Task brief >> Review the material line by line. Identify and copy every line that contains the string "DowntimeBannerWrapper".

Listed entries >>
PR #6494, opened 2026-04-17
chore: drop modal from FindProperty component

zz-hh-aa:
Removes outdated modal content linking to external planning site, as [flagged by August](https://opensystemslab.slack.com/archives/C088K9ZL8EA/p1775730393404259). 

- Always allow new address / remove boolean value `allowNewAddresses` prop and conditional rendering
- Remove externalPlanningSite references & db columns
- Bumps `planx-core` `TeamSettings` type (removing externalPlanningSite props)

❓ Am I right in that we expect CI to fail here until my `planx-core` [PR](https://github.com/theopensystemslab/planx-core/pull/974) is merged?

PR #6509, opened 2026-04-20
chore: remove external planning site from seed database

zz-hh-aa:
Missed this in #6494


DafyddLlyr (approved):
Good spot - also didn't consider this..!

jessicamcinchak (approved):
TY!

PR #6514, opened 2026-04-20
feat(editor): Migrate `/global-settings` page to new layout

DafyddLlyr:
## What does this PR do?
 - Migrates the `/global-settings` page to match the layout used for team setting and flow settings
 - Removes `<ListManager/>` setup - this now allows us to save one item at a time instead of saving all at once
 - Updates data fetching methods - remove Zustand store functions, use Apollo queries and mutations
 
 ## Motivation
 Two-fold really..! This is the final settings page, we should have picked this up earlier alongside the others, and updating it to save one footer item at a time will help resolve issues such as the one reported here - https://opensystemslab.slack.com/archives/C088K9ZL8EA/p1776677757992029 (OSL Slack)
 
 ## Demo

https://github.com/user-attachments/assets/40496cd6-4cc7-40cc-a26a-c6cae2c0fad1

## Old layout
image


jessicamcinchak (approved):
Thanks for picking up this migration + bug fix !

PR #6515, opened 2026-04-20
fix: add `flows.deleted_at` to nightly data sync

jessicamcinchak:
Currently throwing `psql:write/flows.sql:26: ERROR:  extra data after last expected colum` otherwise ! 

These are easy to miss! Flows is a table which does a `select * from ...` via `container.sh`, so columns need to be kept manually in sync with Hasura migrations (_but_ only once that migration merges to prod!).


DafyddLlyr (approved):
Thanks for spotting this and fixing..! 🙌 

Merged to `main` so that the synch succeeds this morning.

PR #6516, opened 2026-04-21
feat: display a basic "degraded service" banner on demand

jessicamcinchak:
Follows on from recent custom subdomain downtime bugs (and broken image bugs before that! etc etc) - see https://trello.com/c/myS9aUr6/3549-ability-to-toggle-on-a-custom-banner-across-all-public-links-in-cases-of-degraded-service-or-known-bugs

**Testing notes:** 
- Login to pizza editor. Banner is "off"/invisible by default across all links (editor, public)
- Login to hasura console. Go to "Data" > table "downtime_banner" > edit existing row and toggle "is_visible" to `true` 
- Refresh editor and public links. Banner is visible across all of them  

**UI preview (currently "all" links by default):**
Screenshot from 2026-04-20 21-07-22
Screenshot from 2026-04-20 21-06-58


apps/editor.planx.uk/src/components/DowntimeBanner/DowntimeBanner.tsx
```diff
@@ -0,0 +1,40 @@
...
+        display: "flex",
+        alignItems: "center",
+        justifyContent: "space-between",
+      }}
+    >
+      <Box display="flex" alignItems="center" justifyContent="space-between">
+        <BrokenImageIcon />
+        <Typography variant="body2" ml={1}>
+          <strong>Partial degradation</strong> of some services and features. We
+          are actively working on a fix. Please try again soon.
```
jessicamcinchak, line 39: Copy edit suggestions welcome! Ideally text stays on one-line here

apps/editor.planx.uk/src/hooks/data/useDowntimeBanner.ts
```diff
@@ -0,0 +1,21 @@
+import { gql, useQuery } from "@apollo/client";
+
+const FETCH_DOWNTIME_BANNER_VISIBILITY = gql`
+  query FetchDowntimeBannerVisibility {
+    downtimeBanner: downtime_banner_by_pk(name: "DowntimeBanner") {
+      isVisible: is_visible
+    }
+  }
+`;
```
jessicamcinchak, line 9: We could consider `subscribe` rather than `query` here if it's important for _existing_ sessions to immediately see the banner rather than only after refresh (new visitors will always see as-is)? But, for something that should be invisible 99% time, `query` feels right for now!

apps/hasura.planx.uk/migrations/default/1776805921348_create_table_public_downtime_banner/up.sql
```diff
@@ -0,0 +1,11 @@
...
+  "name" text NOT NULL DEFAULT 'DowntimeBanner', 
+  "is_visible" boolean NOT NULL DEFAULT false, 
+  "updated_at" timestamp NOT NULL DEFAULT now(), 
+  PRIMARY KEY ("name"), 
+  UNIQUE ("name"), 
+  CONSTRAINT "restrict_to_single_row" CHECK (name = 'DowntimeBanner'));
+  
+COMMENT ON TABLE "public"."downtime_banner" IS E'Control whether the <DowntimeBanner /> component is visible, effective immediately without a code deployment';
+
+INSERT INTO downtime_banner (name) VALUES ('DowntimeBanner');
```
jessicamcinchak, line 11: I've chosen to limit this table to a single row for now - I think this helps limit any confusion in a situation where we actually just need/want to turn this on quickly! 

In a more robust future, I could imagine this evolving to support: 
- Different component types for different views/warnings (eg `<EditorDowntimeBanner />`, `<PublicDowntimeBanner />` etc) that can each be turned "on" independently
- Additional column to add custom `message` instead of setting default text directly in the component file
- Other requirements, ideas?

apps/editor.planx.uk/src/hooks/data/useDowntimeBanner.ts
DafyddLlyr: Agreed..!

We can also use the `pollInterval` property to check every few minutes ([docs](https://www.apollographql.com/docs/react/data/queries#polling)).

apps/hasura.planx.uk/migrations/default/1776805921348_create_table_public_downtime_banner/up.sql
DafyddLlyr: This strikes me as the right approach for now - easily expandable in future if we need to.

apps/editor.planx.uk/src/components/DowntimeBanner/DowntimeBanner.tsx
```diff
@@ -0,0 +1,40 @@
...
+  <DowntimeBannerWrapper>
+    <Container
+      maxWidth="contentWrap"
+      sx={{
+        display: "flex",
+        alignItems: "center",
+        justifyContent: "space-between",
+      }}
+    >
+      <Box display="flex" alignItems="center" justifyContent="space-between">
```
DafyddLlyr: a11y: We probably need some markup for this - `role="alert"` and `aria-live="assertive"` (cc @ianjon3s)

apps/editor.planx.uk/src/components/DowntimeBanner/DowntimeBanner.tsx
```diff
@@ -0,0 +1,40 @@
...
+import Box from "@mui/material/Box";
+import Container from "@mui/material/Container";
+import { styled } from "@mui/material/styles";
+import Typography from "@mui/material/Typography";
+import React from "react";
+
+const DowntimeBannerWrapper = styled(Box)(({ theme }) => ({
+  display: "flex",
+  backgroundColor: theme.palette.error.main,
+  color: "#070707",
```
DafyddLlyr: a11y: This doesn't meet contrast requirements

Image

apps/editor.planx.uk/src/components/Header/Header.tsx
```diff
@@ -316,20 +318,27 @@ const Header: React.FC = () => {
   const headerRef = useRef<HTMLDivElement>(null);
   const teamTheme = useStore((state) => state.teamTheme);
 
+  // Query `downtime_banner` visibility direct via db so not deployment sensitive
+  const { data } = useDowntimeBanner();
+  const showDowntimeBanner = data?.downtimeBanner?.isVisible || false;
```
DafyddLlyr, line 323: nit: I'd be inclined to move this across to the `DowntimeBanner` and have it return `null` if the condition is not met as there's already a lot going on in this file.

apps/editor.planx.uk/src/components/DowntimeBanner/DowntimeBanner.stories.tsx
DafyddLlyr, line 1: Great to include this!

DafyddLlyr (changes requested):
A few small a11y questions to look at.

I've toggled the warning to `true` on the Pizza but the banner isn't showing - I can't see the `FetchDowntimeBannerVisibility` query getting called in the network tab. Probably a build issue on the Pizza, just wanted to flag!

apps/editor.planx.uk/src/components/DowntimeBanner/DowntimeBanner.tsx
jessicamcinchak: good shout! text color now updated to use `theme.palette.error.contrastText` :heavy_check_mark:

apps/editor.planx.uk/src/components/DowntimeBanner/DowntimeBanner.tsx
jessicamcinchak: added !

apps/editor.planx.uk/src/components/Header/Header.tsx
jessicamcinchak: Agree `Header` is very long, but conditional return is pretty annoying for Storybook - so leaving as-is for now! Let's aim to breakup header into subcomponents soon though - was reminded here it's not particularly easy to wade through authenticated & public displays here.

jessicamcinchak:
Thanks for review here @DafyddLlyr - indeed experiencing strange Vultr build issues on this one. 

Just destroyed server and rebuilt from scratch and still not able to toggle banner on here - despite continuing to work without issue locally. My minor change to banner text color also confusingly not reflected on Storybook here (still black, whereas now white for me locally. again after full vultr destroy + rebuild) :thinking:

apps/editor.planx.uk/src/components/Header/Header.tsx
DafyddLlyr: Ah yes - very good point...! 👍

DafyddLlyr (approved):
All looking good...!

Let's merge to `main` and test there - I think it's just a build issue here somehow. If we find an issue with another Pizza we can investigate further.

Exercise response >>
+  <DowntimeBannerWrapper>
+const DowntimeBannerWrapper = styled(Box)(({ theme }) => ({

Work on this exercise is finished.